Below are the records; restate all of them word for word.

--------------------------------------------------

PR #2059, opened 2022-10-27
allow TYP_STRUCT for GT_RETURN - special case CNS_INT 0 initialization

yowl:
This PR is pretty much just as per the title.  Added a case for `TYP_STRUCT` in `buildReturn` with special handling for 0 initialization.

Slight difference to the other location where we 0 initialize structs is that the size here is taken from the LLVM type not the `ClassLayout->GetSize` as we dont have a `GenTreeBlk`

cc @SingleAccretion

### DIFF
--- a/src/coreclr/jit/llvm.cpp
+++ b/src/coreclr/jit/llvm.cpp
@@ -1629,12 +1629,12 @@ void Llvm::buildReturn(GenTree* node)
             }
             if (node->gtGetOp1()->IsIntegralConst(0))
             {
-                // special case returning 0 initialized structs
+                // Special-case returning zero-initialized structs.
                 Type* structLlvmType = getLlvmTypeForCorInfoType(_sigInfo.retType, _sigInfo.retTypeClass);
                 Value* structAddrValue = _builder.CreateAlloca(structLlvmType, 0U);
-                _builder.CreateMemSet(structAddrValue, _builder.getInt8(0), _builder.getInt32(structLlvmType->getScalarSizeInBits() >> 3), {});
+                Value* structSizeValue = _builder.getInt32(structLlvmType->getScalarSizeInBits() / BITS_PER_BYTE);
+                _builder.CreateMemSet(structAddrValue, _builder.getInt8(0), structSizeValue, {});
                 _builder.CreateRet(_builder.CreateLoad(structAddrValue));
-
                 return;
             }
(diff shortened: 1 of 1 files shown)


src/coreclr/jit/llvm.cpp
```diff
@@ -1620,12 +1620,23 @@ void Llvm::buildReturn(GenTree* node)
...
                 failFunctionCompilation();
             }
+            if (node->gtGetOp1()->IsIntegralConst(0))
+            {
+                // special case returning 0 initialized structs
+                Type* structLlvmType = getLlvmTypeForCorInfoType(_sigInfo.retType, _sigInfo.retTypeClass);
+                Value* structAddrValue = _builder.CreateAlloca(structLlvmType, 0U);
+                _builder.CreateMemSet(structAddrValue, _builder.getInt8(0), _builder.getInt32(structLlvmType->getScalarSizeInBits() >> 3), {});
+                _builder.CreateRet(_builder.CreateLoad(structAddrValue));
+
```
```suggestion
                // Special-case returning zero-initialized structs.
                Type* structLlvmType = getLlvmTypeForCorInfoType(_sigInfo.retType, _sigInfo.retTypeClass);
                Value* structAddrValue = _builder.CreateAlloca(structLlvmType, 0U);
                Value* structSizeValue = _builder.getInt32(structLlvmType->getScalarSizeInBits() / BITS_PER_BYTE);
                _builder.CreateMemSet(structAddrValue, _builder.getInt8(0), structSizeValue, {});
                _builder.CreateRet(_builder.CreateLoad(structAddrValue));
```

SingleAccretion (approved):
LGTM modulo nit.

src/coreclr/jit/llvm.cpp
yowl: Isn't that changing a division by 8 (going from bits to bytes) to a division by 4 (`TARGET_POINTER_SIZE` for wasm32).  If the `>> 3` is not great, we can just do `/ 8` to go from bits to bytes?

SingleAccretion: Ah, sorry, indeed it should be `/ BITS_PER_BYTE` (I edited the suggestion).

yowl:
oops.  Probably should only do the `memset` for `IsIntegralConst(0)` for `TYP_STRUCT`...

yowl:
Green now, @SingleAccretion when you have a moment, please take a look at the last commit to make sure we are happy with this.  Thanks!

SingleAccretion (approved):

jkotas:
Thank you!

--------------------------------------------------

■ Problem solution
PR #2059, opened 2022-10-27
allow TYP_STRUCT for GT_RETURN - special case CNS_INT 0 initialization

yowl:
This PR is pretty much just as per the title.  Added a case for `TYP_STRUCT` in `buildReturn` with special handling for 0 initialization.

Slight difference to the other location where we 0 initialize structs is that the size here is taken from the LLVM type not the `ClassLayout->GetSize` as we dont have a `GenTreeBlk`

cc @SingleAccretion

### DIFF
--- a/src/coreclr/jit/llvm.cpp
+++ b/src/coreclr/jit/llvm.cpp
@@ -1629,12 +1629,12 @@ void Llvm::buildReturn(GenTree* node)
             }
             if (node->gtGetOp1()->IsIntegralConst(0))
             {
-                // special case returning 0 initialized structs
+                // Special-case returning zero-initialized structs.
                 Type* structLlvmType = getLlvmTypeForCorInfoType(_sigInfo.retType, _sigInfo.retTypeClass);
                 Value* structAddrValue = _builder.CreateAlloca(structLlvmType, 0U);
-                _builder.CreateMemSet(structAddrValue, _builder.getInt8(0), _builder.getInt32(structLlvmType->getScalarSizeInBits() >> 3), {});
+                Value* structSizeValue = _builder.getInt32(structLlvmType->getScalarSizeInBits() / BITS_PER_BYTE);
+                _builder.CreateMemSet(structAddrValue, _builder.getInt8(0), structSizeValue, {});
                 _builder.CreateRet(_builder.CreateLoad(structAddrValue));
-
                 return;
             }
(diff shortened: 1 of 1 files shown)


src/coreclr/jit/llvm.cpp
```diff
@@ -1620,12 +1620,23 @@ void Llvm::buildReturn(GenTree* node)
...
                 failFunctionCompilation();
             }
+            if (node->gtGetOp1()->IsIntegralConst(0))
+            {
+                // special case returning 0 initialized structs
+                Type* structLlvmType = getLlvmTypeForCorInfoType(_sigInfo.retType, _sigInfo.retTypeClass);
+                Value* structAddrValue = _builder.CreateAlloca(structLlvmType, 0U);
+                _builder.CreateMemSet(structAddrValue, _builder.getInt8(0), _builder.getInt32(structLlvmType->getScalarSizeInBits() >> 3), {});
+                _builder.CreateRet(_builder.CreateLoad(structAddrValue));
+
```
```suggestion
                // Special-case returning zero-initialized structs.
                Type* structLlvmType = getLlvmTypeForCorInfoType(_sigInfo.retType, _sigInfo.retTypeClass);
                Value* structAddrValue = _builder.CreateAlloca(structLlvmType, 0U);
                Value* structSizeValue = _builder.getInt32(structLlvmType->getScalarSizeInBits() / BITS_PER_BYTE);
                _builder.CreateMemSet(structAddrValue, _builder.getInt8(0), structSizeValue, {});
                _builder.CreateRet(_builder.CreateLoad(structAddrValue));
```

SingleAccretion (approved):
LGTM modulo nit.

src/coreclr/jit/llvm.cpp
yowl: Isn't that changing a division by 8 (going from bits to bytes) to a division by 4 (`TARGET_POINTER_SIZE` for wasm32).  If the `>> 3` is not great, we can just do `/ 8` to go from bits to bytes?

SingleAccretion: Ah, sorry, indeed it should be `/ BITS_PER_BYTE` (I edited the suggestion).

yowl:
oops.  Probably should only do the `memset` for `IsIntegralConst(0)` for `TYP_STRUCT`...

yowl:
Green now, @SingleAccretion when you have a moment, please take a look at the last commit to make sure we are happy with this.  Thanks!

SingleAccretion (approved):

jkotas:
Thank you!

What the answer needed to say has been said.